Menyediakan pelatihan motivasi spiritual, pendampingan, e-book dan konsultasi pemberdayaan diri Islam, WA/CALL 087823659247

e-Book Munir Hsan Basri

e-Book Munir Hsan Basri

Minggu, Agustus 10, 2025

Lima tahun tak berubah, Mau ?

Salam bahagia selalu, Insya Allah kita selalu tercurahkan kebaikan yang banyak dan mampu membuat kita dinamis dalam menjalani hidup.

Teringat temen lama, Mamat yang sampai 5 tahun ini sepertinya aman-aman aja. Hidup berkecukupan untuk memenuhi kebutuhan keluarga, isteri dan anak. Bujang sebagai temen sudah pernah mengingatkan Mamat untuk mengambil langkah perbaikan untuk sesuatu yang lebih baik di masa depan. Bujang, Mamat dan Myra adalah tiga sahabat yang sudah seperti keluarga. Myra yang sudah lebih baik kehidupannya dari Mamat pun ingin keluarga sahabatnya dapat menikmati hidup yang lebih baik. BUkan sekedar bersyukur tapi meningkatkan kemampuan sebagai amanah dari Allah. 

Saya mulai kisahnya dari judul "Lima Tahun Diam, Satu Sore yang Mengubah Segalanya”

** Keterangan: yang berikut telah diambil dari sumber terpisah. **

PR #885, opened 2022-02-02
[NMA-1190] fix: Hilt crash in OnboardingActivity

Syn-McJ:
There is a crash in the `OnboardingActivity` on the "Wallet is permanently locked" screen, when the user tries to initiate a reset dialog. It happens because `BaseDialogFragment` is annotated as `@AndroidEntryPoint`, while the `OnboardingActivity` isn't.

A couple of changes are made:
- We could annotate `OnboardingActivity` as `@AndroidEntryPoint`, however, the fact that the `BaseDialogFragment` is annotated creates various side effects around the app (like this bug). It's better to avoid  `@AndroidEntryPoint` in the dialogs, so I have removed it and made related changes.
- Given that the `BaseDialogFragment` is obsolete and unnesasary (`DialogFragments` are dismissed automatically now), I have uncoupled the `ResetWalletDialog` from it.

## How Has This Been Tested?

- [ ] QA (Mobile Team)

## Checklist:

### DIFF
--- a/common/src/main/java/org/dash/wallet/common/ui/BaseDialogFragment.kt
+++ b/common/src/main/java/org/dash/wallet/common/ui/BaseDialogFragment.kt
@@ -6,14 +6,16 @@ import android.os.Bundle
 import android.util.Log
 import androidx.appcompat.app.AlertDialog
 import androidx.fragment.app.DialogFragment
-import dagger.hilt.android.AndroidEntryPoint
-import javax.inject.Inject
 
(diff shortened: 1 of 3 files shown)


ClaudeHangui (approved):
Good for me !

HashEngineering:
This will be using PR: https://github.com/dashevo/dash-wallet/pull/882

HashEngineering (approved):
Looks, great.

PR #886, opened 2022-02-07
feat(explore-dash): track database sync status

HashEngineering:
## How Has This Been Tested?

- [ ] QA (Mobile Team)

## Checklist:


features/exploredash/src/main/java/org/dash/wallet/features/exploredash/repository/DataSyncStatus.kt
```diff
@@ -0,0 +1,28 @@
+/*
+ * Copyright 2021 Dash Core Group
+ *
+ * Licensed under the Apache License, Version 2.0 (the "License");
```
Syn-McJ, line 4: I thought we were using GPL? The year could use an update too :)

features/exploredash/src/main/java/org/dash/wallet/features/exploredash/ui/SearchFragment.kt
```diff
@@ -175,6 +183,34 @@ class SearchFragment : Fragment(R.layout.fragment_search) {
...
+                            syncStatus.isVisible = true
+                            syncStatus.setBackgroundResource(R.color.red_300)
+                            progress.isVisible = false
+                            when (syncProgress.exception) {
+                                is FileNotFoundException -> syncMessage.text = getString(R.string.sync_in_progress_file_not_found)
+                                else -> syncMessage.text = getString(R.string.sync_in_progress_error)
+                            }
+                        }
+                    }
+                    Status.CANCELED -> binding.syncStatus.isVisible = true
```
Syn-McJ, line 210: Should sync status be visible in this case and if yes, don't we need to set some message?

wallet/src/de/schildbach/wallet/ExploreSyncWorker.kt
```diff
@@ -117,14 +127,21 @@ class ExploreSyncWorker constructor(val appContext: Context, workerParams: Worke
...
+            var merchantsLoaded = 0
             exploreRepository.getMerchantData(merchantDataSizeDB).collect {
                 counter++
                 merchantCache.add(it)
                 if (merchantCache.size == PAGE_SIZE) {
                     merchantDao.save(merchantCache)
                     merchantCache.clear()
                     log.info("MERCHANT $counter of ${merchantDataSize - merchantDataSizeDB} sync took $tableSyncWatch")
+
+                    delay(10000)
```
Syn-McJ, line 139: This should probably be removed if it was used for testing.

wallet/src/de/schildbach/wallet/di/DataSyncStatusModule.kt
```diff
@@ -0,0 +1,37 @@
...
+import dagger.hilt.InstallIn
+import dagger.hilt.android.qualifiers.ApplicationContext
+import dagger.hilt.components.SingletonComponent
+import de.schildbach.wallet.ExploreDataSyncProgress
+import org.dash.wallet.features.exploredash.repository.DataSyncStatus
+import javax.inject.Singleton
+
+@Module
+@InstallIn(SingletonComponent::class)
+object DataSyncStatusModule {
```
Syn-McJ, line 32: Admittedly I have no idea myself how to better organize Hilt modules, but I think for this small service it might be unnecessary to create a new file. `DataProviderModule` might be suitable enough to have `DataSyncStatus` in it.

features/exploredash/src/main/java/org/dash/wallet/features/exploredash/ui/SearchFragment.kt
```diff
@@ -175,6 +183,34 @@ class SearchFragment : Fragment(R.layout.fragment_search) {
         viewModel.allMerchantLocations.observe(viewLifecycleOwner) { merchantLocations ->
             merchantLocationsAdapter.submitList(merchantLocations)
         }
+
+        syncProgress.observe(viewLifecycleOwner) { syncProgress ->
+            if (syncProgress != null) {
```
Syn-McJ, line 188: This doesn't look like it can be `null`

features/exploredash/src/main/java/org/dash/wallet/features/exploredash/ui/SearchFragment.kt
```diff
@@ -68,6 +71,11 @@ class SearchFragment : Fragment(R.layout.fragment_search) {
     @Inject
     lateinit var configuration: Configuration
 
+    @Inject
+    lateinit var dataSyncStatus: DataSyncStatus
+
+    val syncProgress by lazy { dataSyncStatus.getSyncProgress() }
```
Syn-McJ, line 77: Why not just access it from the service directly? Seems like it will produce the same effect.

Syn-McJ (changes requested):
This works well apart from some UI issues. We definitely need Ros to check how it would look on the online tab.

However, I have a couple of notes that might be more of higher-level nitpicking, yet I feel like not without reasoning:

1. It's better to avoid using LiveData in service classes like `DataSyncStatus`. The reasons for this are:
- LiveData is invoked on the UI thread (unless you do some additional dancing with it), and it might not be what we want. This service should be consumable from any part of the app (e.g. a background logger) and we should be able to process `syncProgress` in a background thread.
- Something like `Flow` provides more flexibility for mapping and filtering. 

In this case, LiveData can be replaced with Flow quite easily.

2. Given that we use MVVM, our viewModel should contain the state of UI. Here `DataSyncStatus` is injected and observed directly from the fragment which should be avoided if possible (I know we have `Configuration` injected above but I think this also should be refactored in the future). 
Additionally, we have other fragments (map fragment) that might care about the sync progress message and adjust their behavior according to it. The map fragment is using the same viewModel so it's beneficial to keep sync progress state in there.

Those two points together would mean that `syncProgress` flow needs to be mapped to a LiveData in the viewModel and only then observed in the fragment, which means more code needs to be written for this feature. But I feel like this would be a cleaner structure and better matching to the rest of the code.

wallet/src/de/schildbach/wallet/ExploreSyncWorker.kt
HashEngineering: Correct.  this is for testing only

wallet/src/de/schildbach/wallet/di/DataSyncStatusModule.kt
HashEngineering: I will move it to `DataProviderModule`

Di sebuah Warung kopi kecil di sudut jalan, dekat kantor,  sore yang mendung. Mamat duduk sendiri, menatap kopi yang sudah dingin. Myra dan Bujang datang menyusul dan merasakan ada yang kurang pas dengan Mamat.
Myra: Mat, lo kenapa? Dari tadi diem aja. Biasanya lo yang paling rame kalau udah ngopi sore begini.
Mamat (pelan): Gue lagi mikir, Ra. Tentang hidup gue.
Bujang (bercanda):Wah, berat nih. Biasanya lo mikir cuma pas gaji telat. Sekarang nggak telat. Pasti oke dong ?
Mamat (tersenyum tipis): Gue dapet tawaran kerjaan dari luar. Startup teknologi. Mereka butuh orang buat bangun sistem pelaporan dari nol. Menurut saya tawaran ini menarik.
Myra: Serius? Lo udah lima tahun di sini, Mat. Gak pernah sekalipun lo ngomong mau pindah. Hidup Lo oke-oke aja, tak ada masalah yang berati di kantor dan di rumah.
Mamat: Itu dia. Lima tahun gue ngerjain hal yang sama. Masuk, buka spreadsheet, kirim laporan, pulang. Gaji naik, iya, tapi pelan. Skill ? Gitu-gitu aja. Gue kayak... mandek. Gue dibuat nyaman. Kalau gue pindah, gue memulai hal baru yang belum tentu membuat gue lebih baik. Tapi kantor ini sudah memanjakan gue 5 tahun, tanpa ada perubahan yang berarti. “Zona nyaman itu seperti pelukan hangat di malam dingin. Menenangkan, tapi bisa membuatmu lupa bahwa pagi akan datang.”
Bujang: Tapi lo nyaman kan? Gak ada tekanan, kerjaan lo udah lo kuasain luar kepala. 
Mamat: Nyaman, iya. Tapi gue mulai sadar, kenyamanan itu bisa jadi jebakan. Gue takut lima tahun lagi, gue masih di sini, ngerjain hal yang sama. Bagaimana gue mempersiapkan kehidupan keluarga di masa depan setelah gue pensiun.
Myra: Lo inget gak, dulu pas lo baru masuk sini? Lo semangat banget. Lo bilang, ‘Gue mau belajar banyak di sini.’
Mamat: Iya, dan gue udah belajar. Tapi sekarang, gue gak belajar apa-apa lagi. Gue cuma mengulang. 
Bujang: Terus, lo mau ambil tawaran itu?
Mamat:Gue belum tahu. Gue takut. Gue gak pernah kerja di tempat yang dinamis. Di sana, gak ada SOP, gak ada template. Semua harus gue pikirin sendiri.
Myra: Mat, perubahan itu gak pernah nyaman. Tapi kadang, kita harus berani keluar dari lingkaran yang kita buat sendiri.
“Manusia tumbuh bukan karena waktu berlalu, tapi karena keberanian mengambil langkah baru.”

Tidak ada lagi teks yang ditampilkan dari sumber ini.